Until I read yesterday’s Sunday Times article covering Rishi Sunak’s bid to become leader of the Conservative Party, I was vaguely aware that his wife, Akshata Murty was the daughter of a successful and wealthy Indian businessman; I had no idea that her father is the legendary N. R. Narayana Murthy, cofounder of Infosys (because she uses the ‘Murty’ spelling of her surname, without the ‘h’).
I wrote about Narayana Murthy in my 2013 book for Marshall Cavendish Business: 100 Great Business Leaders. The man is a living legend – pretty impressive as a father-in-law!
You’ll see that in the text I say that Murthy and his cofounders started the company with 10,000 rupees which they had raised “between them”; I see that the 10,000 rupees was actually loaned to them by Murthy’s wife, Sudha Murty, now the chairperson of the philanthropic Infosys Foundation (no, I don’t understand the etiquette behind the different spellings of the surname).

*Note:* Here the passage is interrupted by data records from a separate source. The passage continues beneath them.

PR #207, opened 2022-02-04
(2049) Only show draft & live Professions to admins

Gweaton:
# Changes in this PR

Displays draft and live professions to admins on the index page, updating the Profession entity to use its latest version's `status` field, which is now displayed in the table.

## Screenshots of UI changes

image

### DIFF
--- a/src/organisations/organisation.entity.ts
+++ b/src/organisations/organisation.entity.ts
@@ -75,6 +75,10 @@ export class Organisation {
     organisation: Organisation,
     organisationVersion: OrganisationVersion,
   ): Organisation {
+    const professions = (organisation.professions || [])
+      .map((profession) => Profession.withLatestLiveOrDraftVersion(profession))
+      .filter(Boolean);
+
     return {
       ...organisation,
       alternateName: organisationVersion.alternateName,
@@ -86,6 +90,7 @@ export class Organisation {
       fax: organisationVersion.fax,
       versionId: organisationVersion.id,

I said in the book that 10,000 rupees was equivalent to $200 at ‘today’s exchange rate’. That was in 2013. Back in 1981, when Infosys was launched, 10,000 rupees was worth more like $1,150. I see that the 2022 valuation of Infosys is currently around $86 billion. In 2021, its valuation touched $100 billion.
N. R. Narayana Murthy (b. 1946)
From 100 Great Business Leaders (2013)
In the late 1960s, Nagavara Ramarao Narayana Murthy was studying for a master’s degree in control theory at the Indian Institute of Technology, Kanpur, when he heard a visiting U.S. professor talking to students over breakfast about the latest developments in computer science, and in particular about how these would change people’s lives. ‘I was hooked,’ Murthy said, some 40 years later in a pre-commencement lecture to students at New York University’s Stern School of Business. ‘I went straight from breakfast to the library, read four or five papers he had suggested, and left the library determined to study computer science.’
In 1981, Murthy and six other computer engineers founded Infosys with 10,000 rupees between them (about $200 at today’s exchange rate) and built the company into a global leader in computer technology services and business consulting.
Murthy has remained a firm believer in the opportunities created by chance events. His advice to the students at Stern was that ‘the future will be shaped by several turning points with great learning opportunities.’
After his master’s degree, Murthy went to work as a systems engineer for the Indian Institute of Management, Ahmadabad. ‘We used to work 20 hours a day; go home at 3 a.m. sometimes and be back at 7 a.m.,’ he told India Seminar in 1999. ‘There was so much opportunity to learn … I learnt what it is to be an engineer. It isn’t theory but application of the theory to solve problems and make a difference to society.’
Murthy launched Infosys in 1981 with six other engineers. The team had worked with the New-York based Data-Basics Corporation company at Patni Computer Systems, and Data-Basics now wanted their own India-based software team, but were persuaded that Infosys could take on the task.
Infosys was a pioneer of the Global Delivery Model, which argues that work should be done wherever on the planet the best talent is available at the most competitive price with the lowest acceptable risk. Murthy set his sights on the global market, but establishing the company was difficult. There was a waiting list for computers – the company used time-share for its first few years and its first computer was not installed until 1984; it took a year just to get a phone line installed, because businesses were not given priority. Finance was only secured when Murthy happened to share a plane with an official from the state Industrial Investment and Development Corporation and opened the door for a proposal. In 1987, Infosys opened its first overseas office in Boston.
In 1990, the partners received an offer of $1 million to sell the company. His colleagues were tempted, but Murthy reminded them of the challenges and difficulties that they had faced so far. ‘If they were all bent upon selling the company,’ Murthy told Asiamoney magazine in a 2006 interview, ‘I would buy out all my colleagues, though I did not have a cent in my pocket.’ Murthy’s demonstration of faith changed his partners’ minds. In 1993, Infosys launched on the Indian stock exchange.
There was another pivotal moment when a major client set up a competitive pitch and drove fees down to a level where Murthy did not believe they could continue to deliver adequate levels of staff training and client service. ‘I communicated clearly to the customer that we could not accept their terms, since it could well lead us to letting them down later. But I promised a smooth, professional transition to a vendor of the customer’s choice.’ The client represented 25 per cent of the company’s revenue. Standing firm on its business model was ‘a turning point,’ said Murthy. He put in place a de-risk strategy to ensure that Infosys would never again be over-dependent on one client, country or technology.
In 1999, a listing on the U.S. electronic NASDAQ exchange delivered capital to drive rapid growth – Infosys has 67 offices around the world, including 18 in the U.S. The company has also earned a reputation for the integrity and transparency in business dealings that Murthy championed throughout his 21 years as CEO.